About the Kia Sportage
The Kia Sportage has a checkered past. The first generation of the vehicle performed poorly in power and comfort tests. The frame on body style meant clunky performance at best. In comparison to other models on the market, it lags sorely behind.
The second generation of the Sportage faired slightly better. It was bigger on the inside but the design of the new unibody was lackluster and uninteresting.
The newest generation of the Sportage is a true standout though, sporting some of the finest crossover technology available on the market. It is roomier, luxurious, and performs well mechanically. Kia Sportage Features
The 2012 Sportage is a true improvement on previous models. Starting at $18,500, this inexpensive vehicle has a lot to offer. Four different trim levels are available on the new Sportage: the Base, LX, EX, and SX versions.
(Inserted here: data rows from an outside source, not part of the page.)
PR #4550, opened 2021-12-06
PS-7044 feature 8.0: Provide Enterprise Encryption UDFs for OpenSSL

percona-ysorokin:
https://jira.percona.com/browse/PS-7044


plugin/encryption_udf/encryption_udf.cc
```diff
@@ -0,0 +1,258 @@
...
+    ctx.set_arg_type(0, STRING_RESULT);
+
+    // arg1 - @key_len
+    ctx.mark_arg_nullable(1, false);
+    ctx.set_arg_type(1, INT_RESULT);
+  }
+  ~create_asymmetric_priv_key_impl() { DBUG_TRACE; }
+
+  mysqlpp::udf_result_t<STRING_RESULT> calculate(
+      const mysqlpp::udf_context &args);
```
oleksandr-kachan: Parameter name in declaration and implementation differs. Same for other 'calculate()' methods in this file.

plugin/encryption_udf/encryption_udf.cc
```diff
@@ -0,0 +1,258 @@
...
+
+mysqlpp::udf_result_t<STRING_RESULT> create_asymmetric_priv_key_impl::calculate(
+    const mysqlpp::udf_context &ctx) {
+  DBUG_TRACE;
+
+  auto algorithm = ctx.get_arg<STRING_RESULT>(0);
+  if (algorithm.data() == nullptr)
+    throw std::invalid_argument("Algorithm cannot be NULL");
+  if (algorithm != "RSA")
+    throw std::invalid_argument("Invalid algorithm specified");
```
oleksandr-kachan: May be useful to print actual value here

extra/opensslpp/include/opensslpp/big_number_fwd.hpp
```diff
@@ -0,0 +1,26 @@
...
+   You should have received a copy of the GNU General Public License
+   along with this program; if not, write to the Free Software
+   Foundation, Inc., 51 Franklin St, Fifth Floor, Boston, MA  02110-1301  USA */
+
+#ifndef OPENSSLPP_BIG_NUMBER_FWD_HPP
+#define OPENSSLPP_BIG_NUMBER_FWD_HPP
+
+namespace opensslpp {
+
+class big_number;
```
dutow, line 22: This is purely a cosmetic / opinion-based question: do we need separate header files for every forward declaration? It might be easier to maintain/use just a single "opensslpp_fwd.hpp" with all of them.

extra/opensslpp/include/opensslpp/core_error.hpp
```diff
@@ -0,0 +1,37 @@
...
+
+#ifndef OPENSSLPP_CORE_ERROR_HPP
+#define OPENSSLPP_CORE_ERROR_HPP
+
+#include <stdexcept>
+#include <string>
+
+namespace opensslpp {
+
+class core_error : public std::runtime_error {
```
dutow, line 27: Shouldn't `raise_with_error_string` be used more in the code, or shouldn't the constructor use the same `err_get_error` logic? Calling it should be harmless if there's no error, and many places which simply construct a `core_error` could use the additional error details.

extra/opensslpp/include/opensslpp/dh_key.hpp
```diff
@@ -0,0 +1,92 @@
...
+#include <opensslpp/accessor_fwd.hpp>
+#include <opensslpp/big_number_fwd.hpp>
+
+namespace opensslpp {
+
+class dh_key final {
+  friend class accessor<dh_key>;
+
+ public:
+  static const std::uintmax_t generator_2;
```
dutow, line 37: These could be `constexpr`, and that would allow inline initialization.

extra/opensslpp/include/opensslpp/rsa_key.hpp
```diff
@@ -0,0 +1,86 @@
...
+#include <opensslpp/big_number_fwd.hpp>
+#include <opensslpp/rsa_padding_fwd.hpp>
+
+namespace opensslpp {
+
+class rsa_key final {
+  friend class accessor<rsa_key>;
+
+ public:
+  static const big_number exponent_3;
```
dutow, line 38: Could also be `constexpr`

extra/opensslpp/include_private/opensslpp/core_allocated_buffer.hpp
```diff
@@ -0,0 +1,74 @@
...
+
+#ifndef OPENSSLPP_CORE_ALLOCATED_BUFFER
+#define OPENSSLPP_CORE_ALLOCATED_BUFFER
+
+#include <cstdint>
+#include <memory>
+
+namespace opensslpp {
+
+class core_allocated_buffer final {
```
dutow: I only see a single use of this class, which only treats it as a unique_ptr with a custom deleter, most of the functionality doesn't seem to be used anywhere.

Do we really need this class and all of its functionality?

extra/opensslpp/include_private/opensslpp/digest_context_accessor.hpp
```diff
@@ -0,0 +1,32 @@
...
+
+#include <openssl/evp.h>
+
+#include <opensslpp/digest_context_fwd.hpp>
+
+#include "opensslpp/typed_accessor.hpp"
+
+namespace opensslpp {
+
+using digest_context_accessor = typed_accessor<digest_context, EVP_MD_CTX>;
```
dutow, line 28: I have a similar question for these as the for the _fwd files: wouldn't a single _accessor header be better?

extra/opensslpp/include_private/opensslpp/rsa_padding_conversions.hpp
```diff
@@ -0,0 +1,45 @@
...
+
+#include <cassert>
+
+#include <openssl/rsa.h>
+
+#include <opensslpp/rsa_padding.hpp>
+
+namespace opensslpp {
+
+inline int rsa_padding_to_native_padding(rsa_padding padding) noexcept {
```
dutow, line 28: The enum class could use an `int` base type, native values, and then this function could be a simple `static_cast`

extra/opensslpp/src/opensslpp/dh_compute_operations.cpp
```diff
@@ -0,0 +1,102 @@
...
+    throw core_error{
+        "cannot compute shared key as DH key does not have private component"};
+
+  auto function = get_compute_key_function(padding);
+
+  // TODO: use c++17 non-const std::string::data() member here
+  using buffer_type = std::vector<unsigned char>;
+  buffer_type res(private_key.get_size_in_bytes());
+  auto compute_status = (*function)(
+      res.data(), DH_get0_pub_key(dh_key_accessor::get_impl(public_key)),
```
dutow: Can't we extract most of the code into a common function instead of duplicating it? The only difference between them seems to be using `DH_get0_pub_key` here.

extra/opensslpp/src/opensslpp/rsa_encrypt_decrypt_operations.cpp
```diff
@@ -0,0 +1,139 @@
...
+
+  if (!key.is_private())
+    throw core_error{"RSA key does not have private components"};
+
+  if (input.size() != key.get_size_in_bytes())
+    throw core_error{
+        "decryption block size is not the same as RSA key length in bytes"};
+
+  // TODO: use c++17 non-const std::string::data() member here
+  using buffer_type = std::vector<unsigned char>;
```
dutow, line 124: This using and TODO comment could be in a common include, it's used at many places.

extra/opensslpp/src/opensslpp/rsa_key.cpp
```diff
@@ -0,0 +1,195 @@
...
+  assert(!is_empty());
+  return RSA_bits(rsa_key_accessor::get_impl(*this));
+}
+
+std::size_t rsa_key::get_size_in_bytes() const noexcept {
+  assert(!is_empty());
+  return RSA_size(rsa_key_accessor::get_impl(*this));
+}
+
+std::size_t rsa_key::get_max_block_size_in_bytes(
```
dutow, line 100: Similarly to the other enum class, this could also use the native values and a static_cast.

extra/opensslpp/src/opensslpp/rsa_key.cpp
```diff
@@ -0,0 +1,195 @@
...
+                                     nullptr, nullptr));
+  if (res.is_empty())
+    core_error::raise_with_error_string(
+        "cannot import RSA key from PEM PUBLIC KEY");
+
+  return res;
+}
+
+std::ostream &operator<<(std::ostream &os, const rsa_key &obj) {
+  assert(!obj.is_empty());
```
dutow, line 211: Are you sure an assert is enough here? The export functions also only do an assert, and the key can be empty. (And some other operators have the same issue)

components/encryption_udf/encryption_udf_component.cc
```diff
@@ -0,0 +1,796 @@
...
+  std::size_t max;
+  const char *var_name;
+  const char *var_description;
+};
+
+constexpr std::array<threshold_definition, number_of_thresholds> thresholds = {
+    threshold_definition{
+        1024U, 16384U, "rsa_bits_threshold",
+        "Maximum RSA key length in bits for create_asymmetric_priv_key()"},
+    // DSA max key length must be <= OPENSSL_DSA_MAX_MODULUS_BITS (10000)
```
dutow: This comment could be a `static_assert` with a message.

components/encryption_udf/encryption_udf_component.cc
```diff
@@ -0,0 +1,796 @@
...
+  mysqlpp::udf_result_t<STRING_RESULT> calculate(
+      const mysqlpp::udf_context &args);
+};
+
+mysqlpp::udf_result_t<STRING_RESULT> create_asymmetric_priv_key_impl::calculate(
+    const mysqlpp::udf_context &ctx) {
+  auto algorithm = ctx.get_arg<STRING_RESULT>(0);
+  if (algorithm.data() == nullptr)
+    throw std::invalid_argument("Algorithm cannot be NULL");
+  if (algorithm != "RSA" && algorithm != "DSA" && algorithm != "DH")
```
dutow: Shouldn't these be case insensitive?

components/encryption_udf/encryption_udf_component.cc
```diff
@@ -0,0 +1,796 @@
...
+        throw std::invalid_argument("Invalid RSA key length specified");
+      auto key = opensslpp::rsa_key::generate(length);
+      pem = opensslpp::rsa_key::export_private_pem(key);
+    } else if (algorithm == "DSA") {
+      if (!check_if_bits_in_range(length, threshold_index_type::dsa))
+        throw std::invalid_argument("Invalid DSA key length specified");
+      auto key = opensslpp::dsa_key::generate_parameters(length);
+      key.promote_to_key();
+      pem = opensslpp::dsa_key::export_private_pem(key);
+    }
```
dutow, line 249: DH algorithm doesn't need threshold checks?

percona-ysorokin:
Jenkins build link (--big-test --repeat=2 --do-test=percona_encryption_udf)
https://ps80.cd.percona.com/job/percona-server-8.0-param/1201/

extra/opensslpp/include/opensslpp/big_number_fwd.hpp
percona-ysorokin: From my experience, the approach with separate `_fwd.hpp` files is more flexible. In more generic cases when we have  not just `class foo;` but some smart pointers types defined on this class `foo` (say, `using foo_ptr=std::shared_ptr<foo>`), the `_fwd.hpp` file also needs to include `#include <memory>`. At the same time `class bar;` may not have smart pointers defined for it. 
Basically, when one of my implementation `.cpp` files needs just `class bar`, including `all_fwd.hpp` will result in including unnecessary header `<memory>`
Moreover, my rule of thumb is:
when in doubt of how this should be done look how it is already done in `boost`.

extra/opensslpp/include/opensslpp/core_error.hpp
percona-ysorokin: This was my initial idea as well, but it turned out that for most cases providing OpenSSL error details to the user is very confusing - they are too low level, so I decided to fall back to more simple error messages in most cases.
But this can definitely be revised if you think some case may benefit from more info.
Probably not 100% true, but I do `raise_with_error_string()` mostly for PEM read/write functions - in this case OpenSSL indeed gives more details on what went wrong.

extra/opensslpp/include/opensslpp/dh_key.hpp
percona-ysorokin: Unfortunately, no.
As one of the goals for the library public interface was to never include any OpenSSL headers,
we cannot include `dh.h` in this header to get the `DH_GENERATOR_2` constant.
Therefore the definition is hidden in the `.cpp` file.

extra/opensslpp/include/opensslpp/rsa_key.hpp
percona-ysorokin: likewise

extra/opensslpp/include_private/opensslpp/core_allocated_buffer.hpp
percona-ysorokin: Most probably you are right. In the initial stages of library evolution it seemed like this helper class will be used in a lot of places. It turned out that now iot is used only in `big_number`.

extra/opensslpp/include_private/opensslpp/digest_context_accessor.hpp
percona-ysorokin: Again, I disagree here. More granularity is better in my opinion.

extra/opensslpp/include_private/opensslpp/rsa_padding_conversions.hpp
percona-ysorokin: Again, this is a drawback of the `public headers never include openssl headers` rule.
In the public header file we cannot write
enum class rsa_padding {
  no = RSA_NO_PADDING,
  pkcs1 = RSA_PKCS1_PADDING
};
because RSA_NO_PADDING and RSA_PKCS1_PADDING are not available there.

extra/opensslpp/src/opensslpp/dh_compute_operations.cpp
percona-ysorokin: Agree here. Copy-pasting is evil :)

extra/opensslpp/src/opensslpp/rsa_encrypt_decrypt_operations.cpp
percona-ysorokin: This is a part of my c++17-fication internal todo list:
* avoid extra data copying (this item)
* use std::string_vew in interfaces
However, I decided to pay this technical debt in the next update and release as soon as possible.

extra/opensslpp/src/opensslpp/rsa_key.cpp
percona-ysorokin: The same answer as for padding.

extra/opensslpp/src/opensslpp/rsa_key.cpp
percona-ysorokin: Not sure I am completely following you here but my general principles regarding empty objects were
* default constructor always creates an empty object
* empty objects can only be used as targets for assignment
* you are not allowed to call any method (except is_empty()) on an empty object - we do not throw exceptions in such cases, we use asserts

components/encryption_udf/encryption_udf_component.cc
percona-ysorokin: Probably, it's better to define 9984 as
static constexpr std::size_t aligned_max_dsa_bits = OPENSSL_DSA_MAX_MODULUS_BITS / 64 *64;

components/encryption_udf/encryption_udf_component.cc
percona-ysorokin: Agree, even better, I think we should define a conversion function from a string to an enum
enum class algorithm_type { unknowm rsa, dsa, dh }
algorithm_type get_algorith_by_name(const std::string& name) noexcept {...}

components/encryption_udf/encryption_udf_component.cc
percona-ysorokin: DH threshold checks are performed in the `create_dh_parameters()` - this are the specifics of the Diffie-Hellman algorithm. The most computationally-heavy operations is not key generation but parameters generation.

extra/opensslpp/src/opensslpp/rsa_key.cpp
dutow: I'm not sure why we have the ostream operators, they aren't used in the code right now.

I assumed that they are for debugging or maybe logging in the future.

And in that case, accidentally printing out an empty object when debugging an issue / logging something out could dereference null pointers and crash. And that's something I wouldn't expect.

extra/opensslpp/include/opensslpp/big_number_fwd.hpp
dutow: I also prefer organizing the source code into smaller logical files, but my main concern here is that this is quite different compared to the mysql coding standards. Even our own files/projects (in pxc/pxb, and other repos too, where we have even more percona code) follow the usual "put everything into a few big files" approach. Compared to that, this library now even has "single using/declaration" header files, and one function definition source files.

So does this mean that we'll change our approach for this, and now we might use this style at other more self-contained parts of the code? For the coding style, so far the basic rule was "look how it is done in `mysql`".

And then we could face another issue in the long run: while these small files are logical and nice, they aren't compilation time friendly. Without precompiled headers and unity builds (or modules) they could add up to a measurable time increase in a few years if we keep using them more and more. (at least CMake now supports both, but they require 3.16)

Again, this is more of a question than a change request. I also prefer smaller files, and if go this way, I'll use them too in the future.

extra/opensslpp/include/opensslpp/core_error.hpp
dutow: > to the user is very confusing

`opensslpp` looks like a generic C++ OpenSSL wrapper library used in other projects, such as the UDF component, or other components/things in the future. And it's strange for a wrapper library to hide error messages from the underlying library.

On the other hand, I didn't check how those error messages would look like, I only checked the documentation of a few OpenSSL functions where these exceptions are generated, and most said that for more details about the error, use `err_get_error`.

Or these error messages might be confusing to users, but maybe they could be helpful for the next developer working on some code with `opensslpp`?

In that case, maybe `core_error` could store the real OpenSSL error in another data member with a separate accessor. The using code could decide if it wanted to display it to the user or not, and while debugging, it would be easily available to the developer?

dutow:
> As one of the goals for the library public interface was to never include any OpenSSL headers

This just reminded me that the library could use at least a short readme or some sort of minimal documentation explaining what it is in a few sentences.

E.g. while anybody can figure out that it is a C++ OpenSSL wrapper, hiding the C interface is not always included in the goals of wrapper libraries.

percona-ysorokin:
Proper Jenkins build link (after fixing `WITH_ENCRYPTION_UDF` issue)
(--big-test --repeat=2 --do-test=percona_encryption_udf)
https://ps80.cd.percona.com/job/percona-server-8.0-param/1204/

plugin/encryption_udf/encryption_udf.cc
percona-ysorokin: Fixed

extra/opensslpp/include/opensslpp/core_error.hpp
percona-ysorokin: @dutow My judging is based on the following example.
If, for instance, we have an error in the opensslpp::rsa_key copy constructor (most probably one of the memory allocation functions failed during RSA components (big numbers, BNs) cloning), we do not need nothing more than "Cannot duplicate rsa_key". Extracting SSL error message won't give users any useful info in this case - the error would look like "Failed to allocate memory for BN_copy()" (users won't even know what BN in this case is).
On the other hand from my experience almost everything PEM format-related has pretty good/useful error diagnostics

extra/opensslpp/include/opensslpp/big_number_fwd.hpp
percona-ysorokin: You are right regarding this being in contradiction with MySQL server standards. But those standards are 20 years old :)
So, for independent components like this one I would definitely prefer something more up-to-date.
BTW, I totally disagree regarding compilation times - the main reason of having modularized small files and forward declarations is to REDUCE build times. The principle to include only what you need to use instead of `#include <library/everything.hpp>` has dramatic impact on build time. Moreover, having interfaces of one class depending only on forward declarations of others helps a lot with it as less files need to be recompiled when something in implementation is changed.

extra/opensslpp/include_private/opensslpp/core_allocated_buffer.hpp
percona-ysorokin: `core_allocate_buffer` completely removed

extra/opensslpp/src/opensslpp/dh_compute_operations.cpp
percona-ysorokin: Logic extracted into common `compute_dh_key_internal()` method

components/encryption_udf/encryption_udf_component.cc
percona-ysorokin: Introduced `get_algorithm_id_by_label()` and `get_and_validate_algorithm_id_by_label()` functions

dutow (approved):

extra/opensslpp/include/opensslpp/operation_cancelled_error.hpp
```diff
@@ -0,0 +1,36 @@
...
+
+#include <opensslpp/operation_cancelled_error_fwd.hpp>
+
+#include <opensslpp/core_error.hpp>
+
+namespace opensslpp {
+
+class operation_cancelled_error : public core_error {
+ public:
+  operation_cancelled_error(const char *message) : core_error{message} {}
```
dutow: This could be simply `using core_error::core_error`

dutow (approved):

extra/opensslpp/include/opensslpp/operation_cancelled_error.hpp
percona-ysorokin: fixed

percona-ysorokin:
New Jenkins build link (after rebase on 8.0.28-19)
https://ps80.cd.percona.com/job/percona-server-8.0-param/1224/ (--do-test=percona_encryption_udf --repeat=2 --big-test)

The Base has a fairly standard exterior with 16-inch alloy wheels, body color exterior door handles, chrome front grille, and power mirrors. Inside the vehicle you have Sirius radio standard, USB and auxiliary jacks, Bluetooth and steering wheel mounted controls. The seats are cloth, which is nothing special, but a 60/40 split back seat is standard.
The LX has 17-inch tires and LED turn signals in the side mirrors added.
The EX version adds 18-inch alloy wheels, chrome exterior handles, auto light control, LED daytime running lights, fog lamps, rear spoiler, and roof rails standard. Power windows become available on this model, one of the few standards that should be available on the lower models as well. Dual climate control is also standard.
The SX has a glossy, black chrome grille, and dual exhaust as a standard amenity.
A four-cylinder engine with 176 hp powers all the models except the SX, which gets a 260 hp boost. The Base model gets a six-speed manual transmission while all other models get an electronically controlled six-speed tranny.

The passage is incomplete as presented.